Ever since the Wrights, one of the vexing problems of aircraft maintenance has been access to the nooks and crannies of the machine. Maintenance technicians have spent major portions of their lives with flashlights and mirrors peering through inspection ports trying to assure that all is well within; at significant expense, major assemblies have been unbolted and removed to allow visual inspection of their insides because of a symptom of illness—often to find that they are healthy—while the act of removal and replacement itself caused damage.
The first borescope—a skinny tube with an objective lens on one end and eyepiece on the other with a relay optical system in between—was developed shortly after the first World War . It proved effective; although the miniaturized optics meant it wasn’t cheap and getting effective illumination to the area of interest was a challenge.

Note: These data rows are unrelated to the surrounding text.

PR #133, opened 2021-11-08
Move away from create2 for reward safes

alex-cardstack:
This allows transferring a reward safe to another user, then letting
the original user re-register for the reward progresm

This requires storing and updating some state

Note that this change breaks storage layout so needs a new contract deploy instead of a proxy upgrade,
let me know if we need to do an upgrade for this and I'll refactor the storage ordering


habdelra:
it should be fine to break upgradablility--we still have no clients that depend on this contract address yet

habdelra (approved):
looks good to me

habdelra:
@alex-cardstack I just merged Justin's PR which looks like it created a conflict here

PR #139, opened 2021-11-10
extract unclaimed reward tokens by reward program admin

tintinthong:
- extracts to any safe

### DIFF
--- a/contracts/RewardPool.sol
+++ b/contracts/RewardPool.sol
@@ -171,7 +171,9 @@ contract RewardPool is Initializable, Versionable, Ownable {
     require(
       GnosisSafe(msg.sender).getOwners()[1] == rewardProgramAdmin,
       "owner of safe is not reward program admin"
-    ); // we recover to generic safe now. due attention in safe manager refactor
+    );
+    // we recover to generic safe now. due attention in safe manager refactor
+    // also this assumes an order in owner array
     require(
       rewardBalance[rewardProgramID][token] >= amount,
       "not enough tokens to withdraw"
--- a/contracts/RewardPool.sol
+++ b/contracts/RewardPool.sol
@@ -13,6 +13,7 @@ import "./RewardManager.sol";
 import "./TokenManager.sol";
 import "./VersionManager.sol";
 
+
 contract RewardPool is Initializable, Versionable, Ownable {
   using SafeMath for uint256;
   using MerkleProof for bytes32[];
@@ -36,6 +37,12 @@ contract RewardPool is Initializable, Versionable, Ownable {
     address sender,
     address tokenAddress,
     uint256 amount
+  );
+  event RewardTokensExtracted(
+    address rewardProgramID,
+    address token,
+    uint256 amount,
+    address rewardProgramAdmin
   );
 
   address internal constant ZERO_ADDRESS = address(0);
@@ -151,6 +158,30 @@ contract RewardPool is Initializable, Versionable, Ownable {
       amount
     );
     return true;
+  }
+
+  function extractTokens(
+    address rewardProgramID,
+    address token,
+    uint256 amount
+  ) external returns (bool) {
+    address rewardProgramAdmin = RewardManager(rewardManager).getRewardProgramAdmin(
+      rewardProgramID
+    );
+    require(
+      GnosisSafe(msg.sender).getOwners()[1] == rewardProgramAdmin,
+      "owner of safe is not reward program admin"
+    );
+    rewardBalance[rewardProgramID][token] = rewardBalance[rewardProgramID][
+      token
+    ].sub(amount);
+    IERC677(token).transfer(msg.sender, amount);
+    emit RewardTokensExtracted(
+      rewardProgramID,
+      token,
+      amount,
+      rewardProgramAdmin
+    );
   }
 
   function onTokenTransfer(
--- a/contracts/RewardPool.sol
+++ b/contracts/RewardPool.sol
@@ -165,12 +165,16 @@ contract RewardPool is Initializable, Versionable, Ownable {
     address token,
     uint256 amount
   ) external returns (bool) {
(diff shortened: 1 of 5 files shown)


contracts/RewardPool.sol
```diff
@@ -153,6 +160,30 @@ contract RewardPool is Initializable, Versionable, Ownable {
...
+    uint256 amount
+  ) external returns (bool) {
+    address rewardProgramAdmin = RewardManager(rewardManager).getRewardProgramAdmin(
+      rewardProgramID
+    );
+    require(
+      GnosisSafe(msg.sender).getOwners()[1] == rewardProgramAdmin,
+      "owner of safe is not reward program admin"
+    );
+    rewardBalance[rewardProgramID][token] = rewardBalance[rewardProgramID][
```
alex-cardstack, line 175: Maybe it's checked earlier but should balance be checked here?

```suggestion
    require(rewardBalance[rewardProgramID][token] >= amount, "Not enough tokens to withdraw")
    rewardBalance[rewardProgramID][token] = rewardBalance[rewardProgramID][
```

test/RewardPool-test.js
```diff
@@ -1730,6 +1731,88 @@ contract("RewardPool", function (accounts) {
         );
       });
     });
+
+    describe.only("extractRewardTokens", function () {
```
alex-cardstack, line 1735:
```suggestion
    describe("extractRewardTokens", function () {
```

test/RewardPool-test.js
```diff
@@ -1730,6 +1731,88 @@ contract("RewardPool", function (accounts) {
...
+        let rewardPoolBalance = await rewardPool.rewardBalance(
+          rewardProgramID,
+          cardcpxdToken.address
+        );
+        assert(
+          rewardPoolBalance.eq(toTokenUnit(50).sub(toTokenUnit(10))),
+          "reward pool balance is correct"
+        );
+      });
+    });
```
alex-cardstack, line 1815: Maybe worth adding some unhappy path cases like trying to withdraw without enough balance maybe

alex-cardstack (changes requested):

tintinthong:
Im going to rename everything to `recoverRewardTokens` rather than `extract`. Extract just sounds wrong and unnecessarily surgical.

tintinthong:
So @alex-cardstack I made a fix. I would appreciate your input on `setupProtocol` function. Currently it is only used in the reward pool test. But I created it witth the intention of making a god fixture-making function as a `before` in each test file. 

For example, reward pool the structure wud be like this 

- `before() setupProtocol` 
- `describe` > `beforeEach` > `RewardPool.new() & RewardPool.setup()` 

The implementation of `setupProtocol` is incomplete, but I wonder if it makes sense to actually do this in every contract test file and just destructure out the things that you need for your test. It would be a great to have if this `setupProtocol` function was intelligent enough to setup only the required dependecy thru some resolution logic. For example, if I require rewardPool, then rewardManger, tokenManager, versionManager, tally address are all setup for me. Wonder if there's a library to handle such a thing. 

hassan ahd the idea of making fixtures for different protocol classes -- like prepaid card & revenue (payment) / rewards.

alex-cardstack:
> So @alex-cardstack I made a fix in the test paying reward pool with a prepaid card this was screwed up by the setupProtocol. I would appreciate your input on setupProtocol function. Currently it is only used in the reward pool test. But I created it witth the intention of making a god fixture-making function as a before in each test file.

> For example, reward pool the structure wud be like this

> before() setupProtocol
> describe > beforeEach > RewardPool.new() & RewardPool.setup()

This makes sense. I did have some issues with the before being run before all tests not beforeEach - I worked around it, it wasn't terrible.

I do like the idea of it being easy to have the whole ecosystem set up easily for every test. It makes it much easier to test things.

> The implementation of setupProtocol is incomplete, but I wonder if it makes sense to actually do this in every contract test file and just destructure out the things that you need for your test. It would be a great to have if this setupProtocol function was intelligent enough to setup only the required dependecy thru some resolution logic. For example, if I require rewardPool, then rewardManger, tokenManager, versionManager, tally address are all setup for me. Wonder if there's a library to handle such a thing.

I can't think of one off the top of my head, maybe we can just do it with lazy accessors.

So we could have e.g. this API:

```js
import { getRewardManagerInstance } from "../setup";
let rewardManager = await getRewardManagerInstance()
```
And then implement it with:
```js
const rewardManagerInstance, paymentManagerInstance;

export async function getRewardManagerInstance() {
  if (rewardManagerInstance) { return rewardManagerInstance; }
  ...
  let paymentManagerInstance = await getPaymentManagerInstance();
  rewardManagerInstance = deploy(...);
  await rewardManagerInstance.setup(await getPaymentManagerInstance())
}

export function getPaymentManagerInstance() {
  if (paymentManagerInstance) { return paymentManagerInstance; }
  ...

}
```

This pattern would be composable - caching the deployed contracts so that they could be used individually. Essentially you get dependency ordering "for free" by just using the function calls and memoizing the results.

> hassan ahd the idea of making fixtures for different protocol classes -- like prepaid card & revenue (payment) / rewards.

However we setup the tests, I think it's basically a tradeoff of test running speed vs fidelity vs ease of maintenance and I'm not sure what's best at the moment.

Maybe just setting up the whole protocol at the beginning is the simplest way to make it realistic, I'm not sure

contracts/RewardPool.sol
```diff
@@ -153,6 +160,46 @@ contract RewardPool is Initializable, Versionable, Ownable {
...
+      rewardProgramID,
+      token,
+      amount,
+      rewardProgramAdmin
+    );
+  }
+
+  // lazy implementation of getting eoa owner of safe that has 1 or 2 owners
+  // think this is a use-case to handle during safe manager refactor
+  function _getEOAOwner(address safe) internal returns (address) {
```
alex-cardstack, line 193: Yeah I think this definitely is not guaranteed to be right, I agree that the refactor will solve

alex-cardstack (approved):

PR #143, opened 2021-11-17
Split out roots into one per payment cycle and per reward program

IanCal:
#CS-2250

Each reward program should have its own cycles. This allows for pulling an erroneous root with only touching one reward program (not implemented but the data change here would be required).

This pushes more work into tally - mainly here specifying the payment cycle upfront rather than submitting and having it autoincrement. That change would largely be required anyway with the other PR due to the change in data structure - this makes that cleaner.

There may be other feature improve use (e.g. check if a root has been submitted yet for a payment cycle in a reward program) but I thought it best to keep it shorter.

Notes:

* Claim functions are untouched - since the leaf node already includes the program ID and cycle number, the change there is transparent to the end user.
* Tests could do with refactoring at some point, there's a lot of repeated constructions of merkle trees.

Questions:

* Event change here, what information do we really need out? Do we still need block numbers for the range?


tintinthong:
Sorry for late review. 

> Event change here, what information do we really need out? Do we still need block numbers for the range?

It is not needed, it actually comes for free in the subgraph. for example, [here](https://github.com/cardstack/cardstack/blob/ceef58cf774f7ead58aae4cf689232239ac8b96a/packages/cardpay-subgraph/src/mappings/reward-pool.ts#L7). Tho we have not built a subgraph for merkle root submission.

contracts/RewardPool.sol
```diff
@@ -111,7 +110,7 @@ contract RewardPool is Initializable, Versionable, Ownable, ReentrancyGuard {
         (address, uint256, uint256, uint256, uint256, address, bytes)
       );
     if (block.number >= startBlock && block.number < endBlock) {
```
tintinthong, line 112: Hmmmm, I might have missed this. how does tally know of both the startBlock and endBlock of a payment cycle?

It could be that enforcing tally to know this information may add to some complexity.

tintinthong:
@IanCal it might be an idea to add a public mapping or a public function that queries the currentPaymentCycle of a rewardProgram.

test/RewardPool-test.js
```diff
@@ -240,144 +243,103 @@ contract("RewardPool", function (accounts) {
...
-          currentBlockNumber,
-          "the payment cycle end block is correct"
+          merkleRootSubmissionEvent.args.rewardProgramID.toLowerCase(),
+          rewardProgramID.toLowerCase(),
+          "the reward program ID is correct"
         );
       });
 
-      it("allows a new merkle root to be submitted in a block after the previous payment cycle has ended", async function () {
+      it("allows a multiple merkle roots for the same reward program to be submitted", async function () {
```
tintinthong, line 282: ^,

test/RewardPool-test.js
```diff
@@ -240,144 +243,103 @@ contract("RewardPool", function (accounts) {
...
-        );
       });
 
       it("does not allow non-tally to submit merkle root", async function () {
         let merkleTree = new PaymentTree(payments);
         let root = merkleTree.getHexRoot();
 
         await rewardPool
-          .submitPayeeMerkleRoot(root, { from: accounts[11] })
+          .submitPayeeMerkleRoot(rewardProgramID, 1, root, {
```
tintinthong, line 330: Yea. After looking at the test. It seems silly to rely on a paymentCycle specified by the caller to submit a merkle root. Shouldn't the smart contract know which paymentCycle you are wrong within its own state.

contracts/RewardPool.sol
```diff
@@ -80,15 +76,18 @@ contract RewardPool is Initializable, Versionable, Ownable, ReentrancyGuard {
...
 
-  function submitPayeeMerkleRoot(bytes32 payeeRoot)
-    external
-    onlyTally
-    returns (bool)
-  {
-    payeeRoots[numPaymentCycles] = payeeRoot;
+  function submitPayeeMerkleRoot(
+    address rewardProgramID,
+    uint256 paymentCycle,
```
tintinthong, line 81: I'd say remove `paymentCycle` here. And keep track of it inside the contract.

tintinthong (changes requested):

contracts/RewardPool.sol
tintinthong: So I was just pondering this. This may be a guard from double-writing merkle roots. The paymentCycle might act like a nonce.

contracts/RewardPool.sol
IanCal: Yeah with what I've done tally would need to know the range each payment cycle covers - I'll come back to that in another comment but the code here is actually the range of validity for the claim rather than anything to do with the payment cycle. I'll rename these variables as I think it's confusing now you ask about them.

e.g. You have reward of 500 airmiles but the claim expires in a year and after that point if you've not claimed them that's it.

Start block is "valid from" and end block is "valid to" for the claim.

test/RewardPool-test.js
IanCal: So my idea is that each payment cycle is a fixed number of blocks, so that each miner / etc knows the range it's supposed to be calculating the rewards for (or at least how frequently to run) and they don't necessarily have to be run in order.

> Like what if tally loses track of the payment cycle. Is there a deeper reasoning behind this??

If you know the payment cycles you want calculated, you can see if they've already been calculated and submitted (or should be able to, I've realised the variable is private). Tally can keep track of which ones it's already done, but that is essentially an optimisation.

If we're catching the merkerootsubmission event in subgraph we would also have a record there of which ones had been done already.

We could make it sequential again (at least for now, and adjust later when we want to bring in decentralisation), the overall interface is very similar. In tally, we get the current payment cycle just before writing the root anyway, so could add it back into the contract code.

contracts/RewardPool.sol
tintinthong: Right goddit. This is the expiry. Cool

test/RewardPool-test.js
tintinthong: > So my idea is that each payment cycle is a fixed number of blocks, so that each miner / etc knows the range it's supposed to be calculating the rewards for (or at least how frequently to run) and they don't necessarily have to be run in order.

Oh I see. Yes this is big change from previous implementation. Cool. **So computation can be out-of-sync with the write.** You can have cycle1, cycle3 already computed, with cycle2 still pending. **And writes don't have to be sequential.** But cycle3 can be written first, before cycle1. 

Correct?

> In tally, we get the current payment cycle just before writing the root anyway, so could add it back into the contract code.

So the choice here is between querying the payment cycle in the subgraph or on the contract. If we specify it in the contract, we will HAVE to assume sequentialism. So what I understand is that u intentionally don't put it in the contract, so tally can just query the last 4 root submissions, it might be (cycle1, ??, cycle3, cycle4). And then tally will decide if the computation for cycle2 is ready for write or if the computation for cycle5 is ready for write). So we can enforce sequentialism based on this decision by tally and information from the subgraph or we can just make it parallel. 

Correct?

IanCal: > Oh I see. Yes this is big change from previous implementation. Cool. So computation can be out-of-sync with the write. You can have cycle1, cycle3 already computed, with cycle2 still pending. And writes don't have to be sequential. But cycle3 can be written first, before cycle1.

Yes - that's right. While we're at this stage, we could make it sequential.

> So the choice here is between querying the payment cycle in the subgraph or on the contract. If we specify it in the contract, we will HAVE to assume sequentialism. So what I understand is that u intentionally don't put it in the contract, so tally can just query the last 4 root submissions, it might be (cycle1, ??, cycle3, cycle4). And then tally will decide if the computation for cycle2 is ready for write or if the computation for cycle5 is ready for write). So we can enforce sequentialism based on this decision by tally and information from the subgraph or we can just make it parallel.

> Correct?

Broadly, yes I think so.

I think this PR isn't complete actually - we need to either add things back in to support sequential work or also store the payment cycle length somewhere for each reward program.

IanCal: Or this could be in the rule blob...

tintinthong: > I think this PR isn't complete actually - we need to either add things back in to support sequential work or also store the payment cycle length somewhere for each reward program.

Right this PR implementation seems to make things clear in a generalised sense. 

My first thought (in the big picture) is that in terms of logic, we don't need to enforce that merkle root writes occur one after another like we did before. If the computing node has incentive to compute the rewards, they will compute the rewards. If the writing node (or consensus game) has incentive, the root to the missing payment cycles should be written in. So perhaps there's no need to add anything anymore?

But this is so far down-the-line. Is this pr included in the audit?

tintinthong (approved):

PR #144, opened 2021-11-23
Update rewards readme

tintinthong:
- just wanna kick this off
- there is certainly more detail that CAN be given, but do we want to surface them in this README?


IanCal (approved):
Looks good, thanks!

The aviation applications proved self-evident. Engine manufacturers begin recommending their use in the piston world and mandating it in turbine applications. Because they were expensive and not absolutely required for piston engine aircraft, it was rare to find a borescope in a shop that didn’t cater to the turbine set. (There is now at least one AD that requires borescope use in a piston engine cylinder inspection.)
Another problem was that the original, rigid tube borescopes were limited to straight line applications. One could be inserted through a spark plug hole of a cylinder and get an excellent view of the top of the piston and a little of the cylinder walls. Even with a mirror or prism arrangement, it could be tough to see what was most often the area of concern, the valves.
The advent of fiber optics allowed flexible borescopes to become a reality—suddenly it was possible to snake the tip into more locations and find corrosion that had been hiding. Articulated tips were developed so that they could be turned to look back in the direction from which the scope had arrived—getting an excellent view of valves and their seats. Still, cost stayed high as it took a lot of fibers in the fiber optic relay to give acceptable image quality.
The borescope world changed with the advent of the inexpensive, high-resolution miniature video camera and LED lighting. Now, what is technically referred to as a videoscope—a tiny camera mounted on a flexible or rigid tube—has become ubiquitous. We are of the opinion that a videoscope with image quality suitable to be a useful tool in a maintenance technician’s arsenal to help make an informed decision about the health of a cylinder and find corrosion in hidden areas of an airframe can be purchased for under $1000.
We think that there is no longer an excuse for a shop not to own one. We also recommend that any owner who has been advised of low compression on a cylinder not agree to pulling that cylinder until it’s been inspected with a some type of borescope—even if that means going to another shop to have it done.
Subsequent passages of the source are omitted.